### Records:
· · · ·

PR #2580, opened 2025-08-07
WEB-267 Remove tenant identifier for OAuth token requests

sidhantgoel:
## Description

The problem is Fineract-Platform-TenantId header is rejected by CORS policy on the endpoints exposed by keycloak.
This is a fix to remove this header from the requests to keycloack oauth server.

WEB-267

## Checklist

### DIFF
--- a/src/app/core/authentication/authentication.interceptor.ts
+++ b/src/app/core/authentication/authentication.interceptor.ts
@@ -36,6 +36,14 @@ export class AuthenticationInterceptor implements HttpInterceptor {
     if (this.settingsService.tenantIdentifier) {
       httpOptions.headers['Fineract-Platform-TenantId'] = this.settingsService.tenantIdentifier;
     }
+    if (
+      environment.oauth.enabled &&
+      (request.url.includes(`${environment.oauth.serverUrl}/token`) ||
+        request.url.includes(`${environment.oauth.serverUrl}/logout`))
+    ) {
+      // If the request is for OAuth token, we do not set the tenant identifier.
+      delete httpOptions.headers[authorizationTenantHeader];
+    }
     request = request.clone({ setHeaders: httpOptions.headers });
     return next.handle(request);
   }
--- a/src/app/core/authentication/authentication.service.ts
+++ b/src/app/core/authentication/authentication.service.ts
@@ -105,15 +105,12 @@ export class AuthenticationService {
       httpParams = httpParams.set('grant_type', 'password');
       let headers = new HttpHeaders();
       headers = headers.set('Content-Type', 'application/x-www-form-urlencoded');
-      return this.http
-        .disableApiPrefix()
-        .post(`${environment.oauth.serverUrl}/token`, httpParams.toString(), { headers: headers })
-        .pipe(
-          map((tokenResponse: OAuth2Token) => {
-            this.getUserDetails(tokenResponse);
-            return of(true);
-          })
-        );
+      return this.http.post(`${environment.oauth.serverUrl}/token`, httpParams.toString(), { headers: headers }).pipe(
+        map((tokenResponse: OAuth2Token) => {
+          this.getUserDetails(tokenResponse);
+          return of(true);
+        })
+      );
     } else {
       return this.http
         .post('/authentication', { username: loginContext.username, password: loginContext.password })
@@ -137,7 +134,6 @@ export class AuthenticationService {
     let headers = new HttpHeaders();
     headers = headers.set('Authorization', 'bearer ' + tokenResponse.access_token);
     this.http
-      .disableApiPrefix()
       .get(`${environment.serverUrl}/userdetails`, { headers: headers })
       .subscribe((credentials: Credentials) => {
         this.onLoginSuccess(credentials);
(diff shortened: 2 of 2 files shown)


steinwinde (changes requested):
Please create a Jira ticket, assign it to you, update its status and reference it in your PR description: https://mifosforge.jira.com/jira/software/c/projects/WEB/list?direction=DESC&sortBy=key This is a requirement for PRs. Thank you for contributing!

sidhantgoel:
@steinwinde Thanks for the update, please let me know if it looks ok now?

IOhacker:
@sidhantgoel I think this change oveheads the validation of any OIDC tool. Keycloak is a reference but there are others. Which is the benefit of removing the fineract tenant id header?

sidhantgoel:
@IOhacker In my opinion, we shouldn't send headers to the OIDC or any other server if they're not expected or used. Most likely, the provider will reject them. While CORS doesn't inherently block specific headers, the provider defines which headers are allowed. If a header isn't included in that list, the browser will block the request. Is there any downside to simply removing it?

IOhacker:
Cors is for browsers only, not for api calls.

You can see that the current code is working for oauth
https://oauth.mifos.community mifos and password are the credentials

The fineract tenant id is requiered for the Apache Fineract

Regards

Victor

sidhantgoel:
@IOhacker  CORS applies to API calls made through the browser—it's necessary for Fineract, but not for OAuth. So, there's no point in sending it with OAuth requests. I've only removed it for OAuth, not for Fineract. Also, just because it works with one auth provider doesn't guarantee it will work with others. We should adhere to the OIDC specification, and this header isn't defined there.

Just to clarify, this change won't remove the header from any Fineract requests—even when OAuth is enabled. It only removes the header from requests sent to the OAuth server by the web app.

IOhacker:
I think this change is not relevant. Because the header is not part of the
request. I have show you that it is working. There are changes like
managing the users and roles using the Mifos admin UI and these changes are
more relevant.

IOhacker:
Also the console.log must be removed.

sidhantgoel:
Sure will remove console.log but this header is part of token request and hence it is not working with keyclock. Please see the screenshot captured from the url shared.
Screenshot 2025-08-11 at 12 06 42 PM

IOhacker:
I dont see any error in the screen shared. You got a 200 which means that the flow is working. Even the screen shows the next api calls. This ticket is not showing any previous error.

IOhacker:
Here is the video of the instance working with all the endpoints (login, logout, refresh token) https://youtu.be/xXCCPsxqvR4 son then I don't think this change must be merged.

sidhantgoel:
t's not working with Keycloak. I'm not saying the instance itself is broken—I shared a screenshot to show that the header is indeed being sent to the OIDC server.

sidhantgoel:
And if you're saying it should only work with your configuration and that Keycloak or other providers don't need to be supported—well, so be it 😄

IOhacker:
This is using Keycloak. Please take some time to read the video description and my previous comments. Until now this change is not approved by me.

sidhantgoel:
Can you tell me which version ov Keycloak it is because it is definetly not working with latest version?

sidhantgoel:
Please read the issue already raised with Keycloak https://github.com/keycloak/keycloak/issues/12682

IOhacker:
It is using the latest Keycloak version 26.3.2-0

The issue is at another point. Please check the image. 

image

I insist this code change is not the solution.

sidhantgoel:
Can you point me towards the right fix? The header is being sent from the interceptor wich is common for oauth and fineract requests, should we not use interceptor in case of oauth requests?

IOhacker:
Take you time to debug it. But this code is not the solution.

sidhantgoel:
I fixed the issue that you have shown in the screenshot, the CORS issue came after that.

IOhacker:
The fix is not present in the code in the PR or maybe you missed
making the commit. This is just a header removal. By the way you must
squash and commit to all the PR sent to the repository.

sidhantgoel:
The issue here is that we're trying to augment `HttpClient`, which is provided via `provideHttpClient`. Because of this, the provider configuration we set up for creating `HttpService` doesn't take effect—`HttpClient` is always injected instead of `HttpService`, and `HttpClient` doesn't have the `disableApiPrefix` method.

Augmenting in this case either won’t work at all or would require a lot of hacks and/or copying code from the original module that provides `HttpClient`, which I don't recommend.

I didn’t commit that code because I simply commented out the `disableApiPrefix` call. The handling for full URLs is already covered by the `ApiPrefixInterceptor`, and we can always pass a full URL when we don’t want the API prefix added.

If required I can commit that code also.

IOhacker:
Do you have a video of your fix working?

sidhantgoel:
https://github.com/user-attachments/assets/ed3b51b9-21e0-4506-966e-5e93e4afdf64

Here is the screen recording

IOhacker:
It is possible to show the developer mode? I mean to view the keycloak
enpoints being called.

sidhantgoel:
https://github.com/user-attachments/assets/1111bd2e-8e85-408b-adc4-eae69a9b631c

Here you go

IOhacker:
Squash and commit the pr

sidhantgoel:
done, please check

src/app/core/authentication/authentication.interceptor.ts
```diff
@@ -36,6 +36,14 @@ export class AuthenticationInterceptor implements HttpInterceptor {
     if (this.settingsService.tenantIdentifier) {
       httpOptions.headers['Fineract-Platform-TenantId'] = this.settingsService.tenantIdentifier;
     }
+    if (
+      environment.oauth.enabled &&
+      (request.url.includes(`${environment.oauth.serverUrl}/token`) ||
+        request.url.includes(`${environment.oauth.serverUrl}/logout`))
+    ) {
```
IOhacker, line 43: .

IOhacker: The changes on this file are not required. Please remove from the PR

PR #2592, opened 2025-08-17
connect web-app to @fineract/client v1.0.4

gkbishnoi07:
## Description

- Install and pin @fineract/client to v1.0.4 (published from fineract-client-ts)
- Remove any local path/workspace overrides that previously pointed to packages/fineract-clients


IOhacker (approved):
LGTM

PR #2598, opened 2025-08-19
WEB-279 fix null reference error

jacobo-vargas-garcia:
## Description  

This PR fixes a runtime error that occurs in the Loan Product creation workflow when switching the loan schedule type from **Cumulative** to **Progressive**.  

The issue was caused by a null reference in the `LoanProductDeferredIncomeRecognitionStepComponent`, where the property `capitalizedIncome` was being accessed without verifying whether `deferredIncomeRecognition` was initialized.  

**Fix applied:**  
A null-safe access check (`?.`) was introduced to safely handle uninitialized objects and avoid runtime exceptions.  

This ensures that the UI behaves correctly and no errors are thrown when switching between schedule types.  

@alberto-art3ch @therajanmaurya @vidakovic @bharathcgowda 
Please can you help me with the revision, thank you.
## Screenshots 

**Before (error in console):**  

imagen

imagen


bharathcgowda:
@adamsaghy could you please help in reviewing this PR?

steinwinde (approved):
I haven't tested it, but the change looks 100% safe.

PR #2628, opened 2025-09-03
fix: Correct dependencies of Entity selection in Entity Data Table ch…

steinwinde:
…ecks

Status and other dependent dropdowns didn't show values dependent correctly on Entity selection.

This also fixes the misspelled name part "enity" to "entity".

FIXES: WEB-302


IOhacker (approved):
LGTM

PR #2676, opened 2025-09-22
WEB-76 Smaller text issues when editing Fixed Deposit Products

JaySoni1:
**Changes Made :-**

-Fixed typo in translation keys ("greterthan" to "greaterthan") across all language files.
-Added missing translation keys :- 'labels.inputs.Slab' and 'labels.buttons.this' to all translation files.
-Ensured consistent translations for "Slab" and "This" in all supported languages.

[WEB :- 76](https://mifosforge.jira.com/jira/software/c/projects/WEB/boards/62?assignee=712020%3A5685dc80-2da8-4d54-80e6-7b69c296926e&selectedIssue=WEB-76)


JaySoni1:
@steinwinde Please review .

steinwinde (changes requested):
Hi @jay, I'm sorry, but there must be something wrong:
- Regarding "greterthan", the only change made with this PR is an adjustment of the key in the language files. If the key is changed, its use must be adjusted accordingly. Where have you changed its use?
- You also add "labels.inputs.Slab". I think this would be good to have, but you added it inside of "labels": {"inputs": ... and then you write again "labels.inputs.Slab". Does the key not become labels.inputs.labels.inputs.Slab now?
- You also added "labels.buttons.this", but I don't see where this is used at all. 
All my comments would be nullified, if you had tested each change separately. Have you done so? We always have to test each change and if this test was successful in your case, please let me know.

JaySoni1:
@steinwinde  Thank you for your review . 

1. All references to the "greterthan" key in the codebase were updated to "greaterthan" to match the corrected translation key. This includes any component, service, or template where the key was used for displaying validation messages or labels.
2. The "labels.inputs.Slab" key was added directly within the "labels.inputs" section, so its full path is "labels.inputs.Slab" and not "labels.inputs.labels.inputs.Slab".
3. The "labels.buttons.this" key was added for consistency and for future use , but it is not currently used in the codebase.
4. I have tested  each change separately, and the UI displays the correct labels and translations.

steinwinde:
@JaySoni1 , I had a closer look at a few of your points:
1. The variable "greterthan" originates in Fineract source code. We can't correct its spelling, because otherwise the key in our language files can't be found. Please have a look here: https://github.com/apache/fineract/blob/develop/fineract-core/src/main/java/org/apache/fineract/portfolio/common/service/CommonEnumerations.java
2. The problem with "labels.inputs.Slab" is not fixed by your addition. I tested your addition and it adds indeed a translation key that would need to be referenced "labels.inputs.labels.inputs.Slab". The fact "labels.inputs.Slab" works as a reference is due to an existing translation key "Slab" below "labels", "inputs". Just have a look two lines above your addition. This is not a global key.
3. Please don't add translation keys to the translation files that are only for pure reasons of "consistency" or "future use". If you think this is important, please discuss in the web app channel and create a separate Jira ticket for this purpose.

· · · ·

### Your objective:
Using only the entries above, output the line with "A null-safe access", the line with "changed its use?", and all lines between them, exactly as they stand.

### Problem solution:
A null-safe access check (`?.`) was introduced to safely handle uninitialized objects and avoid runtime exceptions.  

This ensures that the UI behaves correctly and no errors are thrown when switching between schedule types.  

@alberto-art3ch @therajanmaurya @vidakovic @bharathcgowda 
Please can you help me with the revision, thank you.
## Screenshots 

**Before (error in console):**  

imagen

imagen


bharathcgowda:
@adamsaghy could you please help in reviewing this PR?

steinwinde (approved):
I haven't tested it, but the change looks 100% safe.

PR #2628, opened 2025-09-03
fix: Correct dependencies of Entity selection in Entity Data Table ch…

steinwinde:
…ecks

Status and other dependent dropdowns didn't show values dependent correctly on Entity selection.

This also fixes the misspelled name part "enity" to "entity".

FIXES: WEB-302


IOhacker (approved):
LGTM

PR #2676, opened 2025-09-22
WEB-76 Smaller text issues when editing Fixed Deposit Products

JaySoni1:
**Changes Made :-**

-Fixed typo in translation keys ("greterthan" to "greaterthan") across all language files.
-Added missing translation keys :- 'labels.inputs.Slab' and 'labels.buttons.this' to all translation files.
-Ensured consistent translations for "Slab" and "This" in all supported languages.

[WEB :- 76](https://mifosforge.jira.com/jira/software/c/projects/WEB/boards/62?assignee=712020%3A5685dc80-2da8-4d54-80e6-7b69c296926e&selectedIssue=WEB-76)


JaySoni1:
@steinwinde Please review .

steinwinde (changes requested):
Hi @jay, I'm sorry, but there must be something wrong:
- Regarding "greterthan", the only change made with this PR is an adjustment of the key in the language files. If the key is changed, its use must be adjusted accordingly. Where have you changed its use?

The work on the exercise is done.